15)  I am uncertain about what comparison should be made to estimate the time to onset of action.  While I believe it should be a comparison between subjects who achieved remission on the antidepressant, I am uncertain about the choice of the comparison group between the full set or a subset of the placebo-treated subject or a subset of the antidepressant-treated subjects.  I am inclined to favor the use of an alternative subset of antidepressant-treated subjects but not the entire subset remaining after selecting the subset achieving remission.  I would favor the subset of subjects treated with antidepressants whose members did not improve by ≥50% (traditional definition of Responder) for comparison to the subjects showing remission.

16)  I would define remission as a HAMD-17* ≤6 maintained during weeks 14-16 (last 3 weeks) of the study.

17)  Concerning the statistical method used to compare the two groups to estimate the time of onset of action, I would require this to be an inferential analysis with the difference between groups that would estimate onset of action is a difference that was statistically significant by the conventional definition of α=0.05.  The decision as to the specific statistical method for that inferential analysis that would be optimal is beyond my level of statistical training to recommend.  It would determine the time at which the two groups being compared separated significantly in the magnitude of improvement based either on a difference in mean improvement, the difference in the proportions of subjects reaching a predefined magnitude of improvement, or the ratio of the proportions of subjects reaching a predefined magnitude of improvement.  If the analysis were to be based on the proportions (both for the difference and ratio) of subjects achieving some magnitude of improvement, then how to define that magnitude of improvement is another design element about which I have no specific idea about what to recommend.  This magnitude of improvement could be a specific value defined prospectively or a method used to define this magnitude based on observed study data could be prospectively developed.

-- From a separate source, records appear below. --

PR #112, opened 2016-11-25
Validating date-time values

giorgiosironi:
`misc/date-time.v1.yaml` is used for all fields that were relying on the `date-time` standard. We find the official format too loose as we want to impose that all dates are UTC, they have no milliseconds/microseconds part, and the UTC timezone is indicated with `Z`.


src/misc/date-time.v1.yaml
```diff
@@ -0,0 +1,9 @@
+$schema: http://json-schema.org/draft-04/schema#
+title: Date-time ISO8601 with numeric UTC timezone
+description: |
+    eLife restriction over the ISO8601 standard
+
+    For example:
+        - 2016-09-16T12:34:56Z
+type: string
+pattern: ^[1-2][0-9]{3}(-((0[1-9])|(1[0-2]))(-((0[1-9])|([1-2][0-9])|(3[0-1]))))T((2[0-3])|([01][0-9])):[0-5][0-9]:[0-5][0-9]Z$
```
thewilkybarkid: We should be able to combine `format` and `pattern`, having the latter than just checks the length.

18)  It would be desirable to include not only the criterion of statistical separation but also the criterion of minimal effect size in estimating the onset of antidepressant action.  A minimal effect size serves to prevent large sample sizes from having an undesirable influence on the estimation of onset of action.  Determination of this effect size and its method of computation (depending on whether the comparison of groups was based on the difference in mean change, the difference in proportions, or the ratio of proportions) would require consensus building and I have no a priori suggestions.  However, if the dual criterion of significant difference and minimum effect size was required to consider the study capable of defining the onset of action, a very expensive study could fail due to inadequate effect size.  I do not suggest requiring a minimum effect size for the difference in efficacy between antidepressant and placebo in testing whether the antidepressant has demonstrated efficacy within the total randomized study population, but this could be considered as a requirement.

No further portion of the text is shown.